Separate peace
A special or separate peace is usually a peace agreement between a nation at war with a previously hostile nation, in which the allies of one of the nations are not consulted or even included in the peace.
This means either that a nation leaves a previous alliance and the war completely, or that this nation even changes sides.
For the nation that is leaving the war, this can have the advantage of being able to end the war, which was believed to be lost, on moderate terms. Another trigger can be an internal upheaval in the nation. The opponents of this nation will generally accept the separate peace if it can shorten the war and the leaving nation is not their main enemy.
Examples
Well-known examples of a separate peace or attempts to conclude one:
Seven Years War
In 1762 Russia concludes a separate peace with Prussia in the Seven Years' War , which was also at war with Austria, France and Bavaria.
Napoleonic Wars
In Napoleon's so-called coalition wars from 1795 to 1815, peace was repeatedly concluded between France and individual other nations through diplomacy . However, these often only lasted a few months or years before the war resumed.
First World War
- The peace of Brest-Litovsk in 1918 between Russia and the Central Powers of the First World War . Russia withdrew from the war.

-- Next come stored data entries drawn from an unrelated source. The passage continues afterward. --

Issue #190, opened 2023-06-29
Checkstyle doc has incorrect versions 


mike-solomon:
[As reported by a community member](https://rewriteoss.slack.com/archives/C01A843MWG5/p1688021030190299), our current checkstyle doc doesn't appear to use the correct versions and, therefore, doesn't work. 

It appears that not only has the recipe been moved, but the versions are out of date. We need to ensure that if someone follows that documentation that it works as expected.

PR #193, opened 2023-06-29
Fix the checkstyle recipe guide

mike-solomon:
Fixes: https://github.com/openrewrite/rewrite-docs/issues/190

Right now, the checkstyle guide doesn't work. I _think_ I've fixed all the issues here but would appreciate a second pair of eyes on the code.


sambsnyd (approved):

timtebeek (approved):
Looks plausible to me; haven't ran it, but think this ought to work.

PR #194, opened 2023-06-29
Simplify the Gradle initscript in use for running without modification to the project`

shanman190:


marcorichetta:
Is this outdated? https://docs.openrewrite.org/running-recipes/running-rewrite-on-a-gradle-project-without-modifying-the-build#step-2-create-a-gradle-init-script.

I tried to execute it **as is** in a gradle project and I got the error:

```shell
Execution failed for task ':rewriteRun'.
> org.openrewrite.RecipeException: Recipes not found: org.openrewrite.FindSpringUses
```

- There still is a reference to `allprojects` which was removed from `init.gradle`
https://github.com/openrewrite/rewrite-docs/blob/378254f389d8c8c2ca654543fb4de10212998f16/running-recipes/running-rewrite-on-a-gradle-project-without-modifying-the-build.md?plain=1#L13

- The reference to `rewrite.yaml` file was removed from the script, so how is it used?
https://github.com/openrewrite/rewrite-docs/pull/194/files#diff-d48e469124b4afe3ef6d2521dfd18ce136fa748096931c02f31402dc3277238bL38

shanman190:
So you are correct that the text is now out of sync with the code snippet itself. I'll get a fix out for that momentarily.

The `rewrite.yml` is the default file name, so the property was really just setting the same default again, so that's why it was removed so as to make the getting started process a little simpler, but that should probably be stated a little more explicitly.

shanman190:
@marcorichetta, docs have been fixed up in the repository. They'll be deployed to GitBook shortly.

PR #195, opened 2023-07-04
update pathExpressions in example to list

pstreef:
## What's changed?
Documentation

## What's your motivation?
The example does not work


timtebeek:
Thanks a lot for the fix!

Issue #191, opened 2023-06-29
Add a doc for upcoming language support


mike-solomon:
Various people have requested that we share what languages we plan on supporting in the near future in OpenRewrite. We should consider making a public page that contains this information. 

[Related Slack thread](https://moderneinc.slack.com/archives/C01VADFPJQZ/p1687972532080459)

mike-solomon:
The open PR for this is blocked right now as Olga and the team wanted more time to ponder this doc.

mike-solomon:
Closing this as it was requested I move this to the Moderne docs instead. You can find this [here](https://docs.moderne.io/references/supported-languages)

PR #198, opened 2023-07-10
Add future plans to supported languages

mike-solomon:
Fixes: https://github.com/openrewrite/rewrite-docs/issues/191


mike-solomon:
It was requested that I remove this doc and put it in the Moderne docs instead. This is partially due to the fact that a lot of these languages are really only supported in Moderne and not in OpenRewrite like I originally thought. Closing this PR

- The Peace of Bucharest (1918) between Romania and the Central Powers, after which the country temporarily withdrew from the war.
- The Berlin Treaty (1921) of August 25, 1921 between the United States and Germany.
Second World War
- The peace with Great Britain, which Hitler wanted in 1940/41 after his victories in Poland and France, did not materialize. In order to achieve this, the previous peace with France was designed rather moderately ( Alsace-Lorraine was not annexed, France was allowed to found the (albeit dependent) Vichy Republic and keep its colonies ). England refused, however.

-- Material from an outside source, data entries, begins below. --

PR #216, opened 2023-07-31
doc: document why the BOM is not mentioned

SimonVerhoeven:
## What's changed?

I've documented why the BOM isn't mentioned

## What's your motivation?

To improve the documentation, and since people were pondering the why on Slack.

@mike-solomon 

no

### Checklist
- [x] I've used the IntelliJ auto-formatter on affected files

### DIFF
--- a/running-recipes/getting-started.md
+++ b/running-recipes/getting-started.md
@@ -298,7 +298,7 @@ After doing that, your `pom.xml` file should look similar to this:
 
 To double-check that everything is working, run the command `./mvnw rewrite:run`. Your project should be upgraded to Spring Boot 2 and all of the test classes should be updated to JUnit 5. Your `pom.xml` file will also have had its Spring dependencies updated, the JUnit 4 dependency removed, and the JUnit 5 dependency added.
 
-__note__ here [bill of materials (BOM) dependency](https://docs.gradle.org/current/userguide/platforms.html#sub:bom\_import) is not mentioned for `dependencyManagement` as we can not use it to version control the OpenRewrite plugin dependencies, unlike with the Gradle setup below.
+__note__ here [bill of materials (BOM) dependency](https://docs.gradle.org/current/userguide/platforms.html#sub:bom\_import) is not mentioned for `dependencyManagement` as we cannot use it to version control the OpenRewrite plugin dependencies, unlike with the Gradle setup below.
 
 ### Gradle + external modules
 
--- a/running-recipes/getting-started.md
+++ b/running-recipes/getting-started.md
@@ -298,6 +298,8 @@ After doing that, your `pom.xml` file should look similar to this:
 
 To double-check that everything is working, run the command `./mvnw rewrite:run`. Your project should be upgraded to Spring Boot 2 and all of the test classes should be updated to JUnit 5. Your `pom.xml` file will also have had its Spring dependencies updated, the JUnit 4 dependency removed, and the JUnit 5 dependency added.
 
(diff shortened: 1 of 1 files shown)


running-recipes/getting-started.md
```diff
@@ -298,6 +298,8 @@ After doing that, your `pom.xml` file should look similar to this:
 
 To double-check that everything is working, run the command `./mvnw rewrite:run`. Your project should be upgraded to Spring Boot 2 and all of the test classes should be updated to JUnit 5. Your `pom.xml` file will also have had its Spring dependencies updated, the JUnit 4 dependency removed, and the JUnit 5 dependency added.
 
+__note__ here [bill of materials (BOM) dependency](https://docs.gradle.org/current/userguide/platforms.html#sub:bom\_import) is not mentioned for `dependencyManagement` as we can not use it to version control the OpenRewrite plugin dependencies, unlike with the Gradle setup below.
```
jsoref, line 301:
```suggestion
__note__ here [bill of materials (BOM) dependency](https://docs.gradle.org/current/userguide/platforms.html#sub:bom\_import) is not mentioned for `dependencyManagement` as we cannot use it to version control the OpenRewrite plugin dependencies, unlike with the Gradle setup below.
```

I'm curious about `here` (It's often an [a11y faux pas](https://usability.yale.edu/web-accessibility/articles/links#:~:text=Avoid%20link%20text%20like%20%E2%80%9CClick,experience%20with%20duplicated%20link%20text.))

SimonVerhoeven: But `here` isn't the link text, `bill of materials (BOM) dependency` is.

mike-solomon: Thanks for taking the time to write this!

Does this rephrase make sense to you? I wasn't sure if there was a benefit to linking to the Gradle BOM here or if calling out `dependencyManagement` would be useful. However, I could definitely be missing something. Open to editing this further!

Also, separately, GitBook provides a code snippet we can use to get stylized hints in the docs. I added that to be suggestion below.

```suggestion
{% hint style="info" %}
Maven does not currently support using a bill of materials (BOM) to specify plugin versions or dependencies. This means that you will have to specify the versions of each plugin by hand, unlike in the Gradle section below.
{% endhint %}
```

mike-solomon (approved):

running-recipes/getting-started.md
SimonVerhoeven: That looks good to me, it captures the essence and those pondering this will know where the bom would be used.

running-recipes/getting-started.md
```diff
@@ -298,6 +298,8 @@ After doing that, your `pom.xml` file should look similar to this:
 
 To double-check that everything is working, run the command `./mvnw rewrite:run`. Your project should be upgraded to Spring Boot 2 and all of the test classes should be updated to JUnit 5. Your `pom.xml` file will also have had its Spring dependencies updated, the JUnit 4 dependency removed, and the JUnit 5 dependency added.
 
+__note__ here [bill of materials (BOM) dependency](https://docs.gradle.org/current/userguide/platforms.html#sub:bom\_import) is not mentioned for `dependencyManagement` as we cannot use it to version control the OpenRewrite plugin dependencies, unlike with the Gradle setup below.
```
mike-solomon, line 301:
```suggestion
{% hint style="info" %}
Maven does not currently support using a bill of materials (BOM) to specify plugin versions or dependencies. This means that you will have to specify the versions of each plugin by hand, unlike in the Gradle section below.
{% endhint %}
```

- The separate peace with the Western powers, also desired by Hitler (1944/45) after their liberation of Western Europe, with the pretext that Hitler wanted to stop communist expansion in Eastern Europe ("a danger for all of Europe").

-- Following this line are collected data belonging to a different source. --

Issue #208, opened 2023-07-18
Add a list example to the method pattern docs


mike-solomon:
In the OpenRewrite Slack, it was brought up that there is some confusion about how to properly use method patterns + a List and that we should update the doc accordingly. 

Related thread: https://rewriteoss.slack.com/archives/C01A843MWG5/p1689618351249879

Related code: 

```java
    @Test
    void matcherForList() {
        rewriteRun(
          java(
            """
              import java.util.List;
              class Foo {
                  void bar(List<String> l) {}
                  void baz() {
                    bar(List.of("a", "b"));
                  }
              }
              """,
            spec -> spec.afterRecipe(cu -> assertThat(FindMethods.find(cu, "Foo bar(java.util.List)")).isNotEmpty())
          )
        );
    }
```

Olga suggested that this doc might be useful to point to: https://www.baeldung.com/spring-aop-pointcut-tutorial

Requested by: @timtebeek

PR #218, opened 2023-08-03
Update method patterns doc

mike-solomon:
To be less confusing and to provide more examples.

Fixes: https://github.com/openrewrite/rewrite-docs/issues/208

### DIFF
--- a/reference/method-patterns.md
+++ b/reference/method-patterns.md
@@ -4,54 +4,87 @@ description: A simple and powerful way of identifying method definitions and inv
 
 # Method patterns
 
-Many recipes operate on method declarations or invocations. Method patterns are a mechanism for configuring and developing such recipes. OpenRewrite's pointcut method expressions are derived from AspectJ. An OpenRewrite "method pattern" is comparable to an AspectJ's "Pointcut method expression".
+Traditionally, searching for or identifying methods was done by doing a simple text search for the name of the method or the parameters. You'd then look through all the results and ponder if this is _actually_ the method you wanted to find or not. When searching over a significant number of repositories, this becomes an impossible task, though. There could be hundreds of methods with the same name and it would be too much work to find or change just the ones you cared about.
+
+Fortunately, OpenRewrite offers a better alternative: method patterns. Method patterns provide a way to accurately and quickly identify one or more method definitions or invocations. These patterns can be used during the creation of recipes or by users when they run recipes.
+
+{% hint style="info" %}
+An OpenRewrite method pattern is comparable to an AspectJ ["pointcut expression"](https://www.baeldung.com/spring-aop-pointcut-tutorial).
+{% endhint %}
 
 ## Anatomy of a method pattern
 
-A pointcut method expression can identify one or more method definitions or invocations based on their:
+A method pattern can identify one or more method definitions or invocations based on:
 
-* Fully qualified receiver type
-* Method Name
-* Method Argument types
+* A fully qualified class name for where the method is defined or invoked (aka a fully qualified receiver type)
+* A method name
+* The method's argument types
 
-```text
-com.yourorg.ReceiverFullyQualifiedType methodName(argType1, argType2)
+For instance, let's say we have a class like this:
+
+```java
+package com.foo;
+
+class Bar {
+    void baz(String input1, int input2) {
+}
 ```
 
-There are two kinds of wildcard symbols:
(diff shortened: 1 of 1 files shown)


reference/method-patterns.md
```diff
@@ -4,54 +4,87 @@ description: A simple and powerful way of identifying method definitions and inv
...
-* `*` - Matches any one thing. Applicable to receiver type, method name, and arguments.
-* `..` - Matches zero or more. Applicable to receiver type and arguments.
+* `com.foo.Bar` - the fully qualified class name where the method is defined
+* `baz` - the method name itself
+* `String, int` – the method's argument types
+
+Combining the three would make this method pattern:
+
+```java
+com.foo.Bar baz(String, int)
```
timtebeek, line 42: Further down we use `org.Foo`; should we stay consistent to avoid confusion?

reference/method-patterns.md
```diff
@@ -4,54 +4,87 @@ description: A simple and powerful way of identifying method definitions and inv
...
+| `*..* foo(..)       `                       | Any method named `foo` which accepts any number of arguments. This is the equivalent of doing a generic text search for methods named `foo`.                                                                     |
+| `org..* foo(..)`                            | Any method named `foo` in a package that starts with `org`. This could be `orgmeow` or it could be `org.meow.bark` or so on.                                                                                     |
+| `org.openrewrite.java.* foo(..)`            | Any method named `foo` in a package that starts with `org.openrewrite.java.`. Note that the `.*` after `java` means that the method _must_ be in this package rather than some subsequent subpackages.           |
+| `org.Foo bar(java.util.List)`               | Exactly the `bar` method in the `org.Foo` package that takes in a single `java.util.List` as an argument.                                                                                                        |
```
timtebeek, line 81: With some of these I was wondering if this is actually how things work, such as the case matching `orgmeow`; did you find or test these somewhere? In the past we've had issues where our [docs were a little aspirational](https://rewriteoss.slack.com/archives/C01A843MWG5/p1686582393410069?thread_ts=1686563285.282649&cid=C01A843MWG5) rather than reflecting current afairs, and I'd like to avoid adding to the confusion.

reference/method-patterns.md
```diff
@@ -4,54 +4,87 @@ description: A simple and powerful way of identifying method definitions and inv
 
 # Method patterns
 
-Many recipes operate on method declarations or invocations. Method patterns are a mechanism for configuring and developing such recipes. OpenRewrite's pointcut method expressions are derived from AspectJ. An OpenRewrite "method pattern" is comparable to an AspectJ's "Pointcut method expression".
+Traditionally, searching for or identifying methods was done by doing a simple text search for the name of the method or the parameters. You'd then look through all the results and ponder if this is _actually_ the method you wanted to find or not. When searching over a significant number of repositories, this becomes an impossible task, though. There could be hundreds of methods with the same name and it would be too much work to find or change just the ones you cared about.
+
+Fortunately, OpenRewrite offers a better alternative: method patterns. Method patterns provide a way to accurately and quickly identify one or more method definitions or invocations. These patterns can be used during the creation of recipes or by users when they run recipes.
```
timtebeek, line 9: I'd maybe swap these two paragraphs around, as we sometimes link to the page, and then people want to quickly skim the first paragraph to see what this is about.

reference/method-patterns.md
mike-solomon: Jonathan wrote out examples here: https://moderneinc.slack.com/archives/C01S4M53THT/p1690921625049179?thread_ts=1690917553.347359&cid=C01S4M53THT

I was largely just taking his examples and converting them to this. It's possible that these don't work, though (as I never tested any of these).

I'll see if I can figure out how to test these to confirm.

reference/method-patterns.md
mike-solomon: Ended up re-writing the intro to be shorter. Hopefully that addresses your concern.

timtebeek: Thanks a lot!

reference/method-patterns.md
mike-solomon: @timtebeek FYI I can confirm that the `orgmeow` thing does indeed not work. I updated the docs to reflect that. `org..*` would match `org.meow` or `org.springframework` but _not_ `orgmeow`. I'm not entirely sure why but 🤷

- The separate peace of the Soviet Union with various allies of the Axis powers such as Romania and Hungary in 1945.
- The Allied peace with Italy after the fall of Mussolini . This left Germany without a major allied power in Europe (only Japan remained). A little later, Italy even declared war on the German Reich after the Allies promised Italy a very mild peace. After the war, however, Italy lost most of Istria and its colonies in Albania , Libya and East Africa ( Eritrea , Somalia and Ethiopia ).